# Heat Globe HELP?



## 1131035 (Dec 15, 2011)

Hi, the other day I received a great reptile enclosure. It is large has all the fittings, vents, thermostat. It is very good, although I noticed that the fittings for the globes such as ceramic heaters and such is not a screw in fitting. I was surprised by this and it seems to be a baton type.
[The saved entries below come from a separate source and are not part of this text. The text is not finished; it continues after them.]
PR #137, opened 2015-07-24
Add mechanism to conditionally massage requests before sending, per service configuration

### LINKED ISSUE #115: S3 DeleteObjects is missing required Content-MD5 header
AFAICT this is a problem with the upstream json definition

brendanhay:
Allows the conditional insertion of `Content-MD5` headers via a general preflight hook, similar to how some of the other SDKs works. 

See: [Ruby SDK MD5](https://github.com/aws/aws-sdk-ruby/blob/17508581a6887fb170e608242165b1ee18ccd9a9/aws-sdk-core/lib/aws-sdk-core/plugins/s3_md5s.rb#L15)

Fixes #115.


brendanhay:
Important bits are [here](https://github.com/brendanhay/amazonka/blob/f6273af27a30b7cd0f259f91a065878e7c64cef0/amazonka-s3/src/Network/AWS/S3/Internal.hs#L101) (S3 Internal), [here](https://github.com/brendanhay/amazonka/blob/f6273af27a30b7cd0f259f91a065878e7c64cef0/amazonka-s3/gen/Network/AWS/S3/Types.hs#L458) (S3 Types) and [here](https://github.com/brendanhay/amazonka/blob/f6273af27a30b7cd0f259f91a065878e7c64cef0/amazonka/src/Network/AWS/Internal/HTTP.hs#L42) (HTTP send).

brendanhay:
Closed in favour of #138.

PR #139, opened 2015-07-24
Prefer url-form-encoded POST requests where supported

### LINKED ISSUE #134: SendRawEmail fails with large data
When I try to send a large payload (e.g. a 50k attachment) using `SendRawEmail`, I end up getting an HTTP 505 Version Not Supported error from AWS.

It looks like `SendRawEmail` is putting the the entire request into the query string rather than the POST body, which I suspect is the problem.

brendanhay:
A majority of the `Query` protocol APIs support both `GET` and `POST` methods for their operations. `GET` requests have limitations according to the maximum URL length.

This change pushes the result of `ToQuery/toQuery` into the form body and sets the `Content-Type` header appropriately for all `POST` requests for `Query` protocol services.

The impact of this change is not quantified, in the sense the generated `ToQuery` instances are not granular and can potentially contain valid query components that should not be pushed into the form body (the service definitions don't differentiate) - although it appears at first glance this only applies to `json` + `xml` protocols.

More verification needs to be done before merging.

Fixes #134.


brendanhay:
I've verified this is in fact correct, testing still needs to be done.

PR #655, opened 2021-09-30
Prefer newer files on exact duplicates

MichaelXavier:
The same issue from #637 has recurred where files with the same name but
different case cause problems on Mac due to the case-insensitive
filesystem. Previously, my script would prefer newer files where there
was a conflict *and* differing file content, but it would prefer *older*
files when the files were the exact same. In retrospect that was a
mistake because if the conflicting files are being automatically
generated, that script is just going to regenerate the files that were
deleted every time. Below is the updated script I used to resolve this
issue. I've spot checked the files in the diff and the ones being
removed are indeed the older ones.

```python

import sys
import hashlib
import subprocess

def md5(fname):
    hash_md5 = hashlib.md5()
    with open(fname, "rb") as f:
        for chunk in iter(lambda: f.read(4096), b""):
            hash_md5.update(chunk)
    return hash_md5.hexdigest()

def file_git_timestamp(fname):
    return int(
        subprocess.check_output(["git", "log", "-1", "--pretty=%ct", fname])
        .decode("utf8")
        .strip()
    )

files = {}

for file in map(str.rstrip, sys.stdin):
    normalized = file.lower()
    if normalized not in files:
        files[normalized] = []
    files[normalized].append(file)

exacts = []
diffs = []

for k, v in files.items():
    if len(v) >= 2:
        hashes = list(map(lambda f: md5(f), v))
        if all(hashes[0] == x for x in hashes):
            exacts.append(v)
        else:
            diffs.append(v)

for exact in exacts:
    newest_to_oldest = sorted(exact, key=lambda x: file_git_timestamp(x), reverse=True)
    print(f"Keep {newest_to_oldest[0]}")
    for kill in newest_to_oldest[1:]:
        print(f"git rm {kill}")
        subprocess.check_call(["git", "rm", kill])

for diff in diffs:
    newest_to_oldest = sorted(diff, key=lambda x: file_git_timestamp(x), reverse=True)
    print(f"Keep {newest_to_oldest[0]}")
    for kill in newest_to_oldest[1:]:
        print(f"git rm {kill}")
        subprocess.check_call(["git", "rm", kill])

print(f"{len(exacts)} exact matches")
print(f"{len(diffs)} differing matches")

```


endgame:
Makes sense. Any chance you can add this PR to the changelog entry?

https://github.com/brendanhay/amazonka/blob/00b157f512b0a36e0e71e341a3ed29a7900f8a1e/amazonka/CHANGELOG.md#L127

endgame:
Actually I'll just fix the changelog straight on develop.

PR #659, opened 2021-09-30
Update version number

endgame:
Figured we have to do this at some point. Unfortunately the nix shell fails to start if it can't find a coherent build plan, so the easiest thing to do is probably to delete `amazonka-*` and then generate. But that nukes all the `Setup.hs` files, as well as fixtures|yamls|protos. So then you have to resurrect all that after. Maybe that's fine because it's only a problem on major breaking releases, or maybe @brendanhay has a better idea how to handle this?


cabal.project
```diff
@@ -17,4 +17,6 @@ packages:
    gen/
    test/
    amazonka/
+
+optional-packages:
```
endgame, line 21: `cabal` will error if a glob fails to match, which it does if you delete every generated package.

brendanhay: Makes sense 👍🏽

brendanhay:
I'm sketching something out in another branch now to split the use of `haskell-nix` and it's subsequent requirement to have a valid plan from the shell the scripts/tools actually care about.

endgame:
Makes sense. I had an aborted sketch that used the `subDir` option to haskell.nix's `cabalProject` function, but while that got me a shell, it still fell over when the `cabal new-run` in `scripts/generate` read the full `cabal.project` function. So I threw it out.

Issue #379, opened 2017-03-31
presigned url does not include needed query params


shlevy:
```haskell
sourceRequest :: CreateDBInstanceReadReplica
sourceRequest =
  createDBInstanceReadReplica "" "arn:aws:rds:us-west-2:fake:db:fakey" & cdirrKMSKeyId ?~ "arn:aws:kms:us-west-1:fake:key/faker"

main :: IO ()
main = do
  lgr  <- newLogger Debug stdout
  env <- credFile >>= newEnv . FromFile "somatix-dev"
  now <- getCurrentTime
  presigned <- runResourceT  $ runAWS (env & envLogger .~ lgr) $
    presignURL now 10 sourceRequest
  putStrLn $ show presigned

```
Gives
`"https://rds.amazonaws.com/?X-Amz-Algorithm=AWS4-HMAC-SHA256&X-Amz-Credential=CREDREDACTED%2F20170331%2Fus-east-1%2Frds%2Faws4_request&X-Amz-Date=20170331T153116Z&X-Amz-Expires=10&X-Amz-SignedHeaders=content-type%3Bhost&X-Amz-Signature=SIGREDACTED"`

We need other query params there, e.g. `KmsKeyId`

shlevy:
@brendanhay Any thoughts on this?

endgame:
OK, did some digging. I assume this is for the `PreSignedUrl` fields that cross-region RDS requests need (#378)? `amazonka-rds` uses the default V4 signer:

https://github.com/brendanhay/amazonka/blob/53bc5a196acebc6bb7c40da71223c8817fcb6f90/amazonka-rds/gen/Network/AWS/RDS/Types.hs#L1314

However, the default signer appears to have a hardcoded list of headers that it includes:

https://github.com/brendanhay/amazonka/blob/53bc5a196acebc6bb7c40da71223c8817fcb6f90/amazonka/src/Network/AWS/Sign/V4.hs#L38-L43

I suspect that we'll need to override the signer for `amazonka-rds` somewhere if the `PreSignedUrl` field is present on any of the five request types mentioned in #661 (which has a link to the botocore hackery that does similar things). Would be neat to have but definitely 2.0 material unless someone else makes a PR.

PR #661, opened 2021-10-02
amazonka-rds: Support DestinationRegion pseudo-parameter

### LINKED ISSUE #378: RDS.CreateDBInstanceReadReplica missing psuedo "DestinationRegion" parameter
From http://docs.aws.amazon.com/AmazonRDS/latest/APIReference/API_CreateDBInstanceReadReplica.html:

> PreSignedUrl
> The URL that contains a Signature Version 4 signed request for the CreateDBInstanceReadReplica API action in the AWS region that contains the source DB instance. The PreSignedUrl parameter must be used when encrypting a Read Replica from another AWS region.
> 
> The presigned URL must be a valid request for the CreateDBInstanceReadReplica API action that can be executed in the source region that contains the encrypted DB instance. The presigned URL request must contain the following parameter values:
> 
> DestinationRegion - The AWS Region that the Read Replica is created in. This region is the same one where the CreateDBInstanceReadReplica action is called that contains this presigned URL.
> For example, if you create an encrypted Read Replica in the us-east-1 region, and the source DB instance is in the west-2 region, then you call the CreateDBInstanceReadReplica action in the us-east-1 region and provide a presigned URL that contains a call to the CreateDBInstanceReadReplica action in the us-west-2 region. For this example, the DestinationRegion in the presigned URL must be set to the us-east-1 region.
> {snip}

`DestinationRegion` is never a parameter for a real request, but we nevertheless need to be able to create a `CreateDBInstanceReadReplica` with `DestinationRegion` set to generate the `PresignedUrl`

endgame:
Cross-region replication on RDS is performed by making a request
against the _destination_ region. In that request, you need to pass a
`PreSignedUrl` for the _source_ region, with the `DestionationRegion`
parameter set to the _destination_ region.

There are five such requests at the moment, specified by

https://github.com/boto/botocore/blob/77359646878e261eaa9debad888fc8f3b20832ef/botocore/data/rds/2014-10-31/service-2.sdk-extras.json

These specify a `SourceRegion` parameter because botocore rearranges
the rds requests internally, stripping `SourceRegion` from the request
itself and injecting a `DestinationRegion` parameter into the
`PreSignedUrl` field:

https://github.com/boto/botocore/blob/ec0eb680d6e6e753c7d7ddf0242b8ae1c3b38db5/botocore/handlers.py#L1080-L1089

Fixes #378

### DIFF
--- a/amazonka/CHANGELOG.md
+++ b/amazonka/CHANGELOG.md
@@ -58,6 +58,8 @@ Released: **unreleased**, Compare: 2.0 RC1 (TODO: Linkify)
 [\#648](https://github.com/brendanhay/amazonka/pull/648)
 - S3 object sizes are now `Integer` instead of `Int`
 [\#649](https://github.com/brendanhay/amazonka/pull/649)
+- amazonka-rds now supports the `DestinationRegion` pseudo-parameter for cross-region requests
+[\#661](https://github.com/brendanhay/amazonka/pull/661)
 
 ### Other Changes
 
--- a/config/annexes/rds.json
+++ b/config/annexes/rds.json
@@ -1,5 +1,47 @@
 {
     "metadata": {
         "serviceAbbreviation": "RDS"
+    },
+    "shapes": {
+        "CopyDBClusterSnapshotMessage": {
+            "members": {
+                "DestinationRegion": {
+                    "shape": "String",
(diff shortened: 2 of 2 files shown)


endgame:
@shlevy If you're still around, would be great to see if this works for you. Run `scripts/generate rds` from this branch to regenerate the `amazonka-rds` library. Otherwise I think we just merge it.

endgame:
Given #379 , this extra field is probably completely useless unless you sub in a different signer by hand, so it's probably worth merging now and fixing the rest later.

brendanhay:
@endgame Makes sense, :shipit:

endgame:
@shlevy no worries, thanks for stopping by.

Does anyone know if I can get globes for these fittings and why they would even be there considering this is a proper reptile enclosure.

Thanks


----------



## Jaycw (Dec 15, 2011)

Go to bunnings and you will find baton type globes that will work just as well as a commercial reptile light and a whole bunch cheaper too! (if your lucky they might even have some of the colored globes) .......... If you have your heart set on using ES ... check out Ebay you can buy little converters that change baton fittings to ES. ... Ive actually got some in my ackie tank that change ES to GU-10 so I can use halogen lights in there instead


----------



## 1131035 (Dec 15, 2011)

Thanks, big help


----------



## maddog-1979 (Dec 15, 2011)

baton, or bayonet type fittings?????? dont think you can get any kind of converters to make a screw in fit a baton light fitting


----------



## 1131035 (Dec 15, 2011)

I purchased an adapter for a bayonet fitting with a screw end, so now I can use all my normal globes. It transfers B22 - ES27 (I think)


----------